Le livre récent de Jared Diamond détaillant les façons dont les sociétés s'écroulent suggère que la société américaine, ou la civilisation industrielle dans son ensemble, une fois qu'elle sera consciente des dangers de sa trajectoire actuelle, peut apprendre des échecs du passé et éviter son destin. Mais cela n'arrivera jamais et pour une raison que Diamond lui-même comprend.

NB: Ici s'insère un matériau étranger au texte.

PR #185, opened 2024-06-22
Change API for screening overlap integrals

### LINKED ISSUE #169: [QUESTION] Asymmetric overlap correctness
Hello Everyone,
   
I will try to summarize my finding as far as I could.
is_overlap_included: Returns True or False to indicate that these two contractions' overlaps cannot be ignored. It comes in response to whether overlap screening is required by the basis. if required, we verify the possibility by checking whether the shells are far away, and can be screened or not.

If the first contraction overlap screening is not required, we return True. Otherwise, we calculate the distance between the centers of the two shells, and then the cutoff distance (or distance limit) which depends on the shells' minimum exponents and tolerance.
If the distance between the two shells is greater than the cutoff, we return False, otherwise True.

Now, I have two questions in mind regarding overlap and asymmetric overlap in particular. 

1. For Asymmetric overlap /gbasis/integrals/overlap.py Line 185: 
is checking for only the first contraction's ovr_screen sufficient? 
``` bash
if not contractions_one.ovr_screen:
   return True
```
While it does not pose any problems with Symmetric Overlap, but I don't know if the same logic can be applied with Asymmetric Overlap between two contractions from two different basis set. As one of them can be False and the other True?

2. in overlap_integral, I need to ask what does this format in Line 145
``` bash
coord_type = [ct for ct in [shell.coord_type for shell in basis]]
``` 
serve rather than just using 
``` bash
coord_type = [shell.coord_type for shell in basis]
```

FarnazH:
The arguments for screening overlap integrals had to be provided when making a basis (i.e., a list of contractions). Then, when the basis was passed to the `overlap_integrals` function, these arguments were checked to decide whether screening is required. This did not make sense, and meant when adding a screening feature for other integrals, additional arguments had to be added to the `make_contractions` function. This API is changed to request screening when calling the `overlap_integrals` function. This API change naturally fixes the issue raised in issue #169 regarding screening for asymmetric basis.

**Old API:**
```python
# compute overlap integrals without screening
basis = from_iodata(mol, tol=0.001, overlap=True)
olp_ao_screened = overlap_integral(basis)

# compute overlap integrals with screening (default tol is not used)
basis = from_iodata(mol, overlap=False)
olp_ao = overlap_integral(basis)
```

**New API:**
```python
# compute overlap integrals with and without screening (the same basis is used)
basis = from_iodata(mol)
olp_ao = overlap_integral(basis)
olp_ao_screened = overlap_integral(basis, tol_screen=1.0e-6)
```

## Checklist

- [x] Update documentation
- [x] Rebase onto master

## Type of Changes

|   | Type |

## Related
Closes #169


FarnazH:
@leila-pujal, please update the tutorial notebooks accordingly before merging this PR. Thanks.

PaulWAyers (dismissed):
This is *much* better than what we were doing. Thanks @FarnazH . It makes it a lot easier to keep a consistent notation when we use screening for other 1-electron and 2-electron integrals, and even evaluations (like the density and its derivatives).

A GSoC project (that did not get chosen for funding) was going to add screening to these other parts of the code. It's a great project for a new QC-Devs coder or a future GSoC.

leila-pujal (dismissed):
This looks good to me. Thanks for changing the API @FarnazH.

msricher (approved):
This is much cleaner, I think, with the removal of a bunch of duplicated lines in other files, and more consistent for users to have the screening controlled via the Contractions so that all of the evaluations from the same object behave the same.

FarnazH:
@leila-pujal:
1. Could you fix the GitHub Action errors? 
2. Can you please update the notebooks accordinglyand push them here?

leila-pujal:
@FarnazH, sorry I was working on something else before taking care of github actions. I have to open a new PR but it should be straightforward. I think the only problem is for having not supported python version for IOData. I will do that shortly.

leila-pujal (approved):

Comme il le dit, dans son analyse de la société nordique du Groenland, vouée à l'échec, qui s'est effondré au début du 15ème siècle : "Les valeurs auxquelles les gens s'accrochent le plus obstinément dans des conditions inopportunes sont ces valeurs mêmes qui étaient précédemment la source de leurs triomphes les plus grands sur l'adversité". S'il en est ainsi et ses exemples sembleraient le prouver, alors nous pouvons isoler les valeurs de la société américaine qui ont été responsables de ses triomphes les plus grands et savons que nous nous accrocherons à elles quoi qu'il arrive. Ce sont, en un grossier mélange, le capitalisme, l'individualisme, le nationalisme, la technophilie et l'humanisme (au sens de domination de l'homme sur la nature). Il n'y a aucune chance imaginable, quelque grave et évidente que soit la menace, qu'en tant que société nous les abandonnions.

Et donc aucune chance d'éviter la chute de l'empire.